— Try it —
From the data that follows, print exactly the lines starting at the one containing "- Otherwise, WrapperComponent" and ending at the one containing "dogayuksel: I like"; include both of them and nothing more.

— The data —
※

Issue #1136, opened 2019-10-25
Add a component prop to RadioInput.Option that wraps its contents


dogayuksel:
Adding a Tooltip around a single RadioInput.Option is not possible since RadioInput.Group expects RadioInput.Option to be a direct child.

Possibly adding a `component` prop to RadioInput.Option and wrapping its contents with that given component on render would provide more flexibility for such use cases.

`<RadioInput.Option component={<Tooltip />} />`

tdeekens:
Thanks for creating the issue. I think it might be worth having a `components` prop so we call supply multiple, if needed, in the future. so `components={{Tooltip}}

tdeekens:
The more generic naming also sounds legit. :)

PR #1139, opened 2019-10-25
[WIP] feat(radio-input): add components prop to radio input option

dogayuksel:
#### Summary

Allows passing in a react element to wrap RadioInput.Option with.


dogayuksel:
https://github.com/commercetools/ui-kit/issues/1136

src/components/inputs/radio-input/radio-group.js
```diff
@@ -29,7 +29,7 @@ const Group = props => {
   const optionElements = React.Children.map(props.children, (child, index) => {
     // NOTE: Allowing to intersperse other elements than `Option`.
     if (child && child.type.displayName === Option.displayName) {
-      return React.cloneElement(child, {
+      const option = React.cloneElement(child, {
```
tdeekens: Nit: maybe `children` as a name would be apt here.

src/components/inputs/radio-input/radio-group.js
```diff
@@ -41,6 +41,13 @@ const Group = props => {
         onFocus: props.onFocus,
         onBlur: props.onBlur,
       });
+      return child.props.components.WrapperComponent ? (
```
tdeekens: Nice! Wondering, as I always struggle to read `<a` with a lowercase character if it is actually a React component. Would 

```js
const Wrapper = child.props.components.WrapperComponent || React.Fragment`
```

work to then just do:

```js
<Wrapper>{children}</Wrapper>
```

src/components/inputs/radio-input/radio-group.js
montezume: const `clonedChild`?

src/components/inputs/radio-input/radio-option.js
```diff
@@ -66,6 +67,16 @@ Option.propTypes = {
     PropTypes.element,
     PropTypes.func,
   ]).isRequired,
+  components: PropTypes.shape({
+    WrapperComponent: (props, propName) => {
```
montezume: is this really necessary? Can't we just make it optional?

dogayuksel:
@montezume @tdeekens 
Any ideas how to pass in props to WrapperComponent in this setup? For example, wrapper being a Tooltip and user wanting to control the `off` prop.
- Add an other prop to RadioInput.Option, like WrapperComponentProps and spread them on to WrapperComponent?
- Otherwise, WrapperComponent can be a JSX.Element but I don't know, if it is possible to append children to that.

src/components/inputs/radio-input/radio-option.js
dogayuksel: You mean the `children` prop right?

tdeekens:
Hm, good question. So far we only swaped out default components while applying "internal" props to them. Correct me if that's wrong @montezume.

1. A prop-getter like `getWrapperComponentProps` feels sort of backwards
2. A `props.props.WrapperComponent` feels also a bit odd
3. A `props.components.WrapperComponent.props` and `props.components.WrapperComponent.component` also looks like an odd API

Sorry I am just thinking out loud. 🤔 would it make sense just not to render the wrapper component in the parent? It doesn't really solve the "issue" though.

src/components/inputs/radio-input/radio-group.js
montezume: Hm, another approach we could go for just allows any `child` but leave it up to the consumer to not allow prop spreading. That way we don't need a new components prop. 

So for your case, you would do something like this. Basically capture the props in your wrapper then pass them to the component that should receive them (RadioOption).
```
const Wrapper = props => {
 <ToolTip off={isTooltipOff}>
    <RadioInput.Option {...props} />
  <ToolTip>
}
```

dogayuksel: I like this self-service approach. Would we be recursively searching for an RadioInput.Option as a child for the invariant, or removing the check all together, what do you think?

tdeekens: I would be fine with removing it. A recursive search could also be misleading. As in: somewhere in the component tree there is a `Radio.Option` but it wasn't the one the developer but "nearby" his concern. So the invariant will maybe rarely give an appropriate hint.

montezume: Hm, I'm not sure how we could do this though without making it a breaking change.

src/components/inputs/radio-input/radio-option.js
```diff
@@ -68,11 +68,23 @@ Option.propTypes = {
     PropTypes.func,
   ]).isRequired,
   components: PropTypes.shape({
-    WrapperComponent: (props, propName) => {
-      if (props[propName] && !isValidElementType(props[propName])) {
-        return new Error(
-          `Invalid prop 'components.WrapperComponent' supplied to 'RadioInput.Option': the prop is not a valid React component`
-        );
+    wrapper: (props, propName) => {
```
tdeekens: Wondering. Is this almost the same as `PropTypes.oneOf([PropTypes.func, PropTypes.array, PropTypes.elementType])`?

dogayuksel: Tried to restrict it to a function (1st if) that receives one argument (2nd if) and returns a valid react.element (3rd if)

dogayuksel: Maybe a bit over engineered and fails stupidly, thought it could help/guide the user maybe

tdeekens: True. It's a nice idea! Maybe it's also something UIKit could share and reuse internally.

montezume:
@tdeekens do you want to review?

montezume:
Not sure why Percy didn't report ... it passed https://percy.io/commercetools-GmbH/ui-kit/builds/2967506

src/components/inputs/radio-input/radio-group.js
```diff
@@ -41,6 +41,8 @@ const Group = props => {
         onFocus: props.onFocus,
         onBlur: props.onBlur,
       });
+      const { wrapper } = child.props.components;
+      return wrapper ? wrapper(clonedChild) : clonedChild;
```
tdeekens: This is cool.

※

— Output of the task —
- Otherwise, WrapperComponent can be a JSX.Element but I don't know, if it is possible to append children to that.

src/components/inputs/radio-input/radio-option.js
dogayuksel: You mean the `children` prop right?

tdeekens:
Hm, good question. So far we only swaped out default components while applying "internal" props to them. Correct me if that's wrong @montezume.

1. A prop-getter like `getWrapperComponentProps` feels sort of backwards
2. A `props.props.WrapperComponent` feels also a bit odd
3. A `props.components.WrapperComponent.props` and `props.components.WrapperComponent.component` also looks like an odd API

Sorry I am just thinking out loud. 🤔 would it make sense just not to render the wrapper component in the parent? It doesn't really solve the "issue" though.

src/components/inputs/radio-input/radio-group.js
montezume: Hm, another approach we could go for just allows any `child` but leave it up to the consumer to not allow prop spreading. That way we don't need a new components prop. 

So for your case, you would do something like this. Basically capture the props in your wrapper then pass them to the component that should receive them (RadioOption).
```
const Wrapper = props => {
 <ToolTip off={isTooltipOff}>
    <RadioInput.Option {...props} />
  <ToolTip>
}
```

dogayuksel: I like this self-service approach. Would we be recursively searching for an RadioInput.Option as a child for the invariant, or removing the check all together, what do you think?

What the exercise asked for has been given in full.